(Source data)

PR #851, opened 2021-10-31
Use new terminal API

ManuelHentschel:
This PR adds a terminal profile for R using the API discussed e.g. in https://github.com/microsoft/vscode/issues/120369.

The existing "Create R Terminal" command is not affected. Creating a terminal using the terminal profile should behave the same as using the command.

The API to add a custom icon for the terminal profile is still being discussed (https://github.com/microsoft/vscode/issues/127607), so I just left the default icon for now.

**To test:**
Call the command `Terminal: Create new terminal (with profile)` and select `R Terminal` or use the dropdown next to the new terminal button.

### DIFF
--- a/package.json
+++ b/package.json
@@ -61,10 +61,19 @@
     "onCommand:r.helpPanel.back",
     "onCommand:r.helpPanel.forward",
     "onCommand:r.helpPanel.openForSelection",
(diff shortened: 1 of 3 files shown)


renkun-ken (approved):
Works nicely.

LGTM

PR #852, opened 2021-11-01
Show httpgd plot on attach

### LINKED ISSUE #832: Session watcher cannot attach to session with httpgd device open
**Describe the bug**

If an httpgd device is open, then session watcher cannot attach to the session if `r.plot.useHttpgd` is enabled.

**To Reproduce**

(End Source data)
(Source data)

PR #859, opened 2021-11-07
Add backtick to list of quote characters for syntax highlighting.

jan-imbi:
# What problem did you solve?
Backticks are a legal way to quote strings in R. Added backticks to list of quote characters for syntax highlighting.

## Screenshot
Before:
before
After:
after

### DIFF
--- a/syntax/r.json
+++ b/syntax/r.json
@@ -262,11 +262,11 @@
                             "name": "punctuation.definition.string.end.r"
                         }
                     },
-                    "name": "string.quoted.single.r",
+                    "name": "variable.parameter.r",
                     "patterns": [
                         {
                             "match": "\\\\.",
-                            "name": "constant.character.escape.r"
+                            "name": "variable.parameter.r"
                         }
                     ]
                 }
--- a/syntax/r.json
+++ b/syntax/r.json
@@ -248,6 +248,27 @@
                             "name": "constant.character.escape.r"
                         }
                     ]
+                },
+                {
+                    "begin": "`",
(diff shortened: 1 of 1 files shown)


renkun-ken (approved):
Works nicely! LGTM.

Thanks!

(End Source data)
(Source data)

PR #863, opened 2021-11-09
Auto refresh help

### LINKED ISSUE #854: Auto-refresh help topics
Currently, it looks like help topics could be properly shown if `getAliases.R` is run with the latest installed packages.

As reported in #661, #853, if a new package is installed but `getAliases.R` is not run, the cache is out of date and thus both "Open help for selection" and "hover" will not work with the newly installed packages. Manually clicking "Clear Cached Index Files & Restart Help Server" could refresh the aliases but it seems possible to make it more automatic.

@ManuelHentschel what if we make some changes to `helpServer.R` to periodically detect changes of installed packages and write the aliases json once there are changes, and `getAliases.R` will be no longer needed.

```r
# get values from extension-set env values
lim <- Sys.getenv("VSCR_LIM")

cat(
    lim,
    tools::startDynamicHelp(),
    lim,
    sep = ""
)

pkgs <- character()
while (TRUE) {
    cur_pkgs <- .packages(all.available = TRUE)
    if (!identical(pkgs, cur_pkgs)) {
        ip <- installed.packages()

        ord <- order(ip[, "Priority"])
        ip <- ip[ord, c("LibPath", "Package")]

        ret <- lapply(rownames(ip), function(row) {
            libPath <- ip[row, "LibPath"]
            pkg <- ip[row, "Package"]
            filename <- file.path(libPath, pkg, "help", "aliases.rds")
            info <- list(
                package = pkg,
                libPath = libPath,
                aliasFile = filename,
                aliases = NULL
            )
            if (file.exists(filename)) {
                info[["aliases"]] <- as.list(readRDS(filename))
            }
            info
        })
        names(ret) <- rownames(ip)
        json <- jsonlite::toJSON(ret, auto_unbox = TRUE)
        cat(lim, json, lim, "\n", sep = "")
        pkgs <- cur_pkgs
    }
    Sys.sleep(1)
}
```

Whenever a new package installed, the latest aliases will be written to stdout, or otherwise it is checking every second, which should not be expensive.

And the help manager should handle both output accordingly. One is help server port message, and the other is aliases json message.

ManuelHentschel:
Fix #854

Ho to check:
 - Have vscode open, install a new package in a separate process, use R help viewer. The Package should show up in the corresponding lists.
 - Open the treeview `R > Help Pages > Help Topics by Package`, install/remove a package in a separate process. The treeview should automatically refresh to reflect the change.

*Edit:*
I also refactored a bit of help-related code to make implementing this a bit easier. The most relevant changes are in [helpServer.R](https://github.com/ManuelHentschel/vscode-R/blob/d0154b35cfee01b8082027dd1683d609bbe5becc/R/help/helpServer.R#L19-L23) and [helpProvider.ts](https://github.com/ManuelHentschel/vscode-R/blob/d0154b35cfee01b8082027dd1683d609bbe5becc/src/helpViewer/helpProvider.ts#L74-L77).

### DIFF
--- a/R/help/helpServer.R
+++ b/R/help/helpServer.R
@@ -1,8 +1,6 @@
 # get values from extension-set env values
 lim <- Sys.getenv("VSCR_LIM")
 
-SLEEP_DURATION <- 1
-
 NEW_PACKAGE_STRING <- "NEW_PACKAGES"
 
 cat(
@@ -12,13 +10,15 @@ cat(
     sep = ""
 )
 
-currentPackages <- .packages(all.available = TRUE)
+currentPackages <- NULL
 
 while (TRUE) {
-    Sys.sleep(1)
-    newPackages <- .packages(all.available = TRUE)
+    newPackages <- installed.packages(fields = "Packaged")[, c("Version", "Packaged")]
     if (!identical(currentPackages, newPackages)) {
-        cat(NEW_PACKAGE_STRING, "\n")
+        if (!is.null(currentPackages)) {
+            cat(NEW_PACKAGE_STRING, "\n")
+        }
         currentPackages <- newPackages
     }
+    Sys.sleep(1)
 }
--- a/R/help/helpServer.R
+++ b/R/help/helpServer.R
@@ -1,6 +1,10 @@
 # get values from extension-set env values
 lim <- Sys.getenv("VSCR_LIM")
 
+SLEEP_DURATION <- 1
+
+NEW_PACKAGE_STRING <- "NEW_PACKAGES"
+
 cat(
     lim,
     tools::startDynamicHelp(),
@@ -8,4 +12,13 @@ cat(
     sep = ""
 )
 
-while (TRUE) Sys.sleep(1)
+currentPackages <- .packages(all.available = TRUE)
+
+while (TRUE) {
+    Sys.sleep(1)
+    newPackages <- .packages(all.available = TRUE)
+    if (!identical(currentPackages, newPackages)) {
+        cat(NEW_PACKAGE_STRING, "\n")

(End Source data)

▶ [Task objective]
In the entries above, how many lines hold the word "latest"? Answer with the number only.

▶ [Answer section]
2